Komisi Pemberantasan Korupsi (KPK) angkat bicara mengenai keputusan menghentikan penyidikan kasus dugaan korupsi terkait izin tambang di Konawe Utara, Sulawesi Tenggara (Sultra), yang merugikan negara hingga Rp 2,7 triliun. KPK menegaskan bahwa penerbitan surat perintah penghentian penyidikan (SP3) tersebut murni karena kendala teknis dan bukan tekanan politik.

Kendala Teknis dan Kadaluarsa

Juru Bicara KPK, Budi Prasetyo, menjelaskan bahwa kendala utama dalam penanganan kasus ini adalah ketidakcukupan alat bukti.
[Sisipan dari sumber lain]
PR #3384, opened 2021-02-03
Adjust modal styles for short iframes

### LINKED ISSUE #3369: fix modal rendering in iframes with low height
To triage this, you can try the following:
 - set up an extension
 - go to settings -> Additiomal Settings -> Experimental -> Set a new randomly generated FlowCrypt Account UUID
 - now in settings, you should see "Please log in with FlowCrypt to continue." - ignore that
 - go to any encrypted conversation and find encrypted reply buttons (as per screenshot above)
 - Reply using one of the buttons
 - A new set of buttons re-render, and you should see the "Could not get information from backend" message - that is expected
 - after attempting to scroll down and clicking ok on that modal message, normally, it should allow you to re-authenticate. In my case, it showed me the "platform" error instead. Are you able to reproduce that error too?

In a separate issue, we should also fix the CSS on that message so that the modal is readable / clickable.

_Originally posted by @tomholub in https://github.com/FlowCrypt/flowcrypt-browser/issues/3368#issuecomment-771012100_

@limonte please see if we can make this modal visually fixed / usable. The host frame has a low height so we just barely see the first line of the modal. We did some fix in attachment window. Maybe could do a css media query to do something similar when the frame height is small?

This is purely a request for a css fix, the functionality will be fixed in the originally referenced issue.

limonte:
This PR adds styles for modals in short iframes so they'll be painless to use (no scrolling) for users.

close #3369

image

image

image

### DIFF
--- a/extension/css/cryptup.css
+++ b/extension/css/cryptup.css
@@ -2842,6 +2842,38 @@ body#settings div.webmail_notifications div.webmail_notification a {
 }
 body#settings div.webmail_notifications div.webmail_notification a:hover { text-decoration: none; }
 
+/* short frames */
+@media (max-height: 200px) {
+  .swal2-container {
+    padding: 1px !important;
+  }
+
+  .swal2-popup {
+    width: auto !important;
+    flex-direction: row !important;
+    justify-content: space-around !important;
+    font-size: 0.75em !important;
+    padding: 2px 20px !important;
+  }
+
+  .swal2-header,
+  .swal2-content,
+  .swal2-actions {
+    padding: 0 !important;
+  }
+
+  .swal2-content {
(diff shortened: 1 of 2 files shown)


limonte:
Tests are failing, let me check if that's due to this PR or not.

Hal ini disebabkan oleh auditor yang tidak dapat melakukan penghitungan kerugian negara.

“Kalau tekanan politik tidak ada, ini murni kendala di teknis proses penanganan perkara. Ketidakcukupan alat bukti karena auditor tidak bisa melakukan penghitungan,” ujar Budi Prasetyo saat dihubungi, Senin (29/12/2025).
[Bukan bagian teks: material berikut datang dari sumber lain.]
PR #3386, opened 2021-02-04
Escape subjects in extension inbox

seisvelas:
Currently XSS is mitigated like so:

https://github.com/FlowCrypt/flowcrypt-browser/blob/4e45cf6dfd80972e34ada1a7572c12e3a7276725/extension/chrome/settings/inbox/inbox.ts#L114-L118

But we don't account for HTML tags, which we don't want to render inside of subject lines.

Resolves https://github.com/FlowCrypt/flowcrypt-security/issues/100


seisvelas:
Tested this manually with Chromium and it does fix the issue. Let me know if you'd also like me to add a test that verifies that HTML tags in subjects are successfully escaped.

tomholub (approved):
Thanks!

PR #3391, opened 2021-02-04
Workaround the unavailability of chrome.windows in iframes on Firefox

### LINKED ISSUE #3368: could not get information from backend / platform not supported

Kasus yang bermula sejak tahun 2017 ini awalnya menjerat Bupati Konawe saat itu, Aswad Sulaiman (AS), sebagai tersangka. KPK memperkirakan kerugian negara mencapai Rp 2,7 triliun.

Budi menambahkan bahwa penghentian penyidikan yang telah diterbitkan sejak Desember 2024 ini juga dipengaruhi oleh kendala lain. “Sangkaan awal pasal 2 dan pasal 3 tapi dalam prosesnya auditor tidak bisa melakukan penghitungan KN-nya (kerugian negara),” jelasnya.

Advertisement

Lebih lanjut, terkait dugaan suap dalam kasus yang sama, Budi menyebutkan bahwa perkara tersebut telah kadaluarsa. Kombinasi antara ketidakcukupan alat bukti terkait kerugian negara dan kendala kadaluarsa pada pasal suap menjadi alasan KPK menerbitkan SP3.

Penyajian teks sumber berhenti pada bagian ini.